European banks clinging to coal investments

euractive coal mine

An open-pit brown coal mine and power station in Germany. [gbohne/Flickr]

Europe’s big banks have failed to significantly cut their investments in coal in the five years between the UN climate conferences of Copenhagen and Paris. EurActiv France reports.

The financing of coal mines and coal-fired power stations was not affected by the economic crisis that has rocked the world economy since 2009. According to a report published on 2 December by a group of NGOs, the biggest banks in Europe and America continued to invest significant sums of money in coal.

Coal’s bad reputation has pushed investors away from what is widely considered as the most carbon-intensive and polluting energy source. Governments and local authorities, private sector and development banks, have all been gradually divesting from fossil fuels in general, coal in particular.

Reforming subsidies

Since the opening of the COP21, calls to end public subsidies and private investments in fossil fuels have been louder than ever.

Presented by the Prime Minister of New Zealand, John Key, the Fossil Fuel Subsidy Reform Communiqué urges the international community to commit to ending all fossil fuel subsidies. This initiative is supported by around 40 countries, including France, Canada, Mexico, the United States and Uganda.

The banking sector

If the process of ending public subsidies for fossil fuels is slow and difficult, it is often at a complete standstill among private investors.

The “Carbon Test” report revealed that between 2009 and 2014, the big European and American banks provided two and a half times more finance for the coal sector alone than for all renewable energies combined. In total, they invested $105.59 billion in renewable energies (wind, solar and geothermal), and $257 billion in coal.

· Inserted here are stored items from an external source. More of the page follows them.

PR #7586, opened 2024-07-30
devices: test devices before collecting on auto discovery

clwluvw:
In some scenarios with NVMe, a device might be identified by Ansible but could actually be a multipath device rather than an actual device. We need to exclude these as Ceph cannot create OSDs on them.


clwluvw:

clwluvw:
jenkins test centos-container-external_clients

clwluvw:
jenkins retest this please

guits (approved):

PR #7607, opened 2024-09-06
Dashboard: replace hardcoded groupname with groupname variable

gael-o0o:
A little PR for replacing hard-coded group names with the group name variables defined.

“International banks have […] allocated more than $257 billion to the dirtiest energy sector between the Copenhagen and Paris climate summits,” said Yann Louvel, from the organisation BankTrack.

Financing the mines

In France, BNP Paribas, Société Générale and Crédit Agricole have all committed to ending their financing of coal mines around the world.

But these banks are far less ambitious when it comes to coal-fired power stations. The three French banks have announced that they will end their investments in coal-fired power station projects in high income countries, which only represent around 12% of the market.

“This year we have seen certain banks, particularly the French banks BNP Paribas, Crédit Agricole and Société Générale, adopt policies of reducing their financing for coal in order to look good ahead of the COP21. We will follow the application of these measures very closely,” warned Lucie Pinson, private finance campaigner at Friends of the Earth France.

Despite this progress on investment, the three French banks invested a total of $32.87 billion in coal between 2009 and 2014, according to the report by Friends of the Earth, BankTrack, Urgewald and the Rainforest Action Network.

Germany found wanting

In Germany, the picture is even less rosy. None of the country’s big banks reviewed by the report has so far announced a single measure aimed at divesting from coal.

Katrin Ganswindt, from the German NGO Urgewald, said, “Germany even has one of the top ten climate damaging banks in the world, Deutsche Bank, which is sadly known for its involvement in several scandals linked to its coal financing.”

Deutsche Bank alone invested $13.84 billion in the coal sector between 2009 and 2014. And it is yet to commit to any kind of divestment.

According to the report, the bank has not yet decided to put an end to its investments in open-pit coal mines; a promise most major banks have already made.

Crédit Suisse is another major bank that has yet to make the slightest commitment to slim down its coal investment portfolio, and Britain’s banks invested a total of $36.7 billion in coal over the same five year period.

The International Energy Agency currently predicts that global demand for coal will continue to grow until 2019, albeit at a reduced rate (+2.1% per year, as opposed to 3.3% per year between2010 and 2013).